DATASET
━━━━━━
PR #2541, opened 2021-04-11
Allow filtering silences by creator 

m-masataka:
Add silence filter by "createdBy" item.

https://user-images.githubusercontent.com/15244170/114311273-10a2c800-9b29-11eb-9434-02ee46497002.mov


roidelapluie:
Hello @w0rm

Could you fancy a chance to review this from  a Elm perspective? Thanks!

w0rm:
@m-masataka @roidelapluie apologies for the delay.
━━━━━━
WHAT THE TASK ASKS
Where a line contains the word "roidelapluie", copy that line from the listing above.

EXPECTED ANSWER
roidelapluie:
@m-masataka @roidelapluie apologies for the delay.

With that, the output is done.